Stored items:
^^^^
PR #341, opened 2026-05-19
fix: handle missing Actions folder gracefully

### LINKED ISSUE #291: You must call one of in() or append() methods before iterating over a Finder.
In the latest versions of Laravel, if you install the Actions package and register in your app service provider boot method `Actions::registerCommands();`, it will return a LogicException: "You must call one of in() or append() methods before iterating over a Finder." IF you do not have any actions created yet and you try to run any artist commands, composer installs, etc. It tries to iterate on the Actions folder but it doesn't not exist yet. 

I will say that i am on windows, so that may behave differently than linux/mac for this scenario. But as soon as i have the actions folder i can then do the registerCommands() and it will work fine when i try to run any artisan command

YoussefMansour9:
When Actions::registerCommands() or Actions::registerRoutes() is called before the Actions folder exists, Lody throws a LogicException because the Symfony Finder is iterated without any directories set.

This fix adds a check to ensure the path exists before attempting to discover classes, allowing the methods to be called safely even when the folder doesn't exist yet.

Fixes #291

### DIFF
--- a/src/ActionManager.php
+++ b/src/ActionManager.php
@@ -158,23 +158,39 @@ class ActionManager
 
     public function registerRoutes(array | string $paths = 'app/Actions'): void
     {
-        Lody::classes($paths)
-            ->isNotAbstract()
-            ->hasTrait(AsController::class)
-            ->hasStaticMethod('routes')
-            ->each(fn (string $classname) => $this->registerRoutesForAction($classname));
+        $paths = is_array($paths) ? $paths : [$paths];
+
+        foreach ($paths as $path) {
+            if (! is_dir(base_path($path))) {
+                continue;
+            }
+
+            Lody::classes($path)
+                ->isNotAbstract()
+                ->hasTrait(AsController::class)
+                ->hasStaticMethod('routes')
+                ->each(fn (string $classname) => $this->registerRoutesForAction($classname));
+        }
     }
 
     public function registerCommands(array | string $paths = 'app/Actions'): void
     {
-        Lody::classes($paths)
-            ->isNotAbstract()
-            ->hasTrait(AsCommand::class)
-            ->filter(function (string $classname): bool {
-                return property_exists($classname, 'commandSignature')
-                    || method_exists($classname, 'getCommandSignature');
-            })
-            ->each(fn (string $classname) => $this->registerCommandsForAction($classname));
+        $paths = is_array($paths) ? $paths : [$paths];
+
+        foreach ($paths as $path) {
+            if (! is_dir(base_path($path))) {
+                continue;
+            }
+
+            Lody::classes($path)
+                ->isNotAbstract()
+                ->hasTrait(AsCommand::class)
+                ->filter(function (string $classname): bool {
+                    return property_exists($classname, 'commandSignature')
+                        || method_exists($classname, 'getCommandSignature');
+                })
+                ->each(fn (string $classname) => $this->registerCommandsForAction($classname));
+        }
     }
 
     public function registerRoutesForAction(string $className): void


vpratfr (changes requested):
Thanks for tackling this @YoussefMansour9 — the bug is real and worth fixing, but I don't think the patch can go in as-is: it trades the crash for a silent failure on absolute paths. Could you address the points below?

## Root cause

Worth restating, because it points at a cleaner fix. `LodyManager::resolvePaths()` already drops non-existent directories:

```php
return Collection::wrap($paths)
    ->map(fn (string $path) => $this->resolvePath($path))
    ->unique()
    ->filter(fn (string $path) => is_dir($path))   // <- already guards
    ->values()->toArray();
```

So the `LogicException` isn't "the directory is missing" — it's that the *filtered list becomes empty*, and `Finder::create()->in([])` throws on iteration. That also explains why the same crash reaches consumers that never touch `ActionManager` (see the ide-helper stack trace in #291).

## Blocking

### 1. `base_path($path)` breaks absolute paths

Lody's `resolvePath()` deliberately passes absolute paths and Windows drive letters straight through:

```php
if ($startsWithDirectorySeparator || $startsWithWindowsDisk) {
    return $path;
}
return $this->getBasePath($path);
```

This PR bypasses that and always prepends the base path. On Laravel 11+ (which is the floor here: `illuminate/contracts: ^11.0|^12.0|^13.0`), `base_path()` goes through `join_paths()`, which `ltrim`s the leading separator and concatenates:

```
base_path('/var/www/app/Actions')  ->  /home/user/project/var/www/app/Actions
```

`is_dir()` on that is `false`, so `continue` fires and **the path is silently skipped**. Anyone calling `Actions::registerRoutes(app_path('Actions'))` or `registerCommands(__DIR__.'/Actions')` loses all route/command registration with no error at all — strictly worse than the exception it replaces. Same breakage for `C:\...`, which is unfortunate given the reporter in #291 was on Windows.

### 2. Bypasses Lody's configurable path resolution

`Lody::resolvePathUsing()` and `Lody::setBasePath()` are public API. Hardcoding `base_path()` means the existence check and the actual discovery can disagree about what a given path means.

## Non-blocking

### 3. Loses `unique()` and cross-path ordering

Replacing one `Lody::classes()` call over all paths with one call *per path* means `resolvePaths()`'s `->unique()` no longer applies, so a duplicated path entry now registers routes twice (`$className::routes()` invoked twice). `sortByName()` also becomes per-directory instead of global, which changes registration order when several paths are passed — and Laravel routing is first-match-wins.

### 4. No tests

This is trivially testable with the existing Pest + Testbench setup: under Testbench, `base_path('app/Actions')` doesn't exist, so `main` throws today on `Actions::registerCommands()` with default arguments.

```php
it('does not throw when the actions folder does not exist', function () {
    Actions::registerCommands('app/DoesNotExist');
    Actions::registerRoutes('app/DoesNotExist');
})->throwsNoExceptions();
```

Please also add one asserting that an existing fixture directory still discovers its actions — that's the test that would have caught point 1.

### 5. Duplicated guard

The same check is copy-pasted into both methods; worth extracting.

## Suggested shape

Reuse Lody's own resolver, keep a single `Lody::classes()` call, and short-circuit on empty:

```php
use Illuminate\Support\Arr;
use Lorisleiva\Lody\ClassnameLazyCollection;
use Lorisleiva\Lody\LodyManager;

public function registerRoutes(array | string $paths = 'app/Actions'): void
{
    $this->discoverActions($paths)
        ->hasTrait(AsController::class)
        ->hasStaticMethod('routes')
        ->each(fn (string $classname) => $this->registerRoutesForAction($classname));
}

public function registerCommands(array | string $paths = 'app/Actions'): void
{
    $this->discoverActions($paths)
        ->hasTrait(AsCommand::class)
        ->filter(function (string $classname): bool {
            return property_exists($classname, 'commandSignature')
                || method_exists($classname, 'getCommandSignature');
        })
        ->each(fn (string $classname) => $this->registerCommandsForAction($classname));
}

protected function discoverActions(array | string $paths): ClassnameLazyCollection
{
    $lody = app(LodyManager::class);

    $existingPaths = collect(Arr::wrap($paths))
        ->filter(fn (string $path) => is_dir($lody->resolvePath($path)))
        ->values()
        ->all();

    return $existingPaths === []
        ? ClassnameLazyCollection::make([])
        : Lody::classes($existingPaths)->isNotAbstract();
}
```

Resolve through `app(LodyManager::class)` rather than `Lody::resolvePath()` — `resolvePath` isn't declared in the facade's `@method` docblock and Larastan runs in CI.

## Note for @lorisleiva

The equivalent one-liner in `lorisleiva/lody` would cover every consumer rather than just this package:

```php
public function files(array | string $paths, bool $recursive = true, bool $hidden = false): FileLazyCollection
{
    $resolved = $this->resolvePaths($paths);

    if ($resolved === []) {
        return FileLazyCollection::make([]);
    }
    // ...
}
```

That's what actually fixes the ide-helper crash reported in #291. A defensive guard here is still worth having, since it works against the already-released Lody `^0.7` constraint — but both would be ideal.

One last thing: CI reports no checks run on this branch. Once the above is addressed, it'd be good to see the suite green.

vpratfr:
Also, can you update that PR according to the latest branch version so we can get the CI checks going?

lorisleiva:
If the fix is more elegant in Lody, let's do it there. 👌

vpratfr:
> If the fix is more elegant in Lody, let's do it there. 👌

Ok. Let me know when done so I can it here.

lorisleiva:
Sorry I won't have bandwidth for this for a while but happy to accept a PR there and publish a patch bump.

vpratfr:
> Sorry I won't have bandwidth for this for a while but happy to accept a PR there and publish a patch bump.

Submitted: https://github.com/lorisleiva/lody/pull/13 @lorisleiva

vpratfr:
https://github.com/lorisleiva/lody/pull/13 fixes the issue and has been merged. No need for that one then.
^^^^
* EXERCISE
Verbatim output is expected for the lines from the start of the data to the line in which "### LINKED ISSUE" appears, both included.

* REPLY
PR #341, opened 2026-05-19
fix: handle missing Actions folder gracefully

### LINKED ISSUE #291: You must call one of in() or append() methods before iterating over a Finder.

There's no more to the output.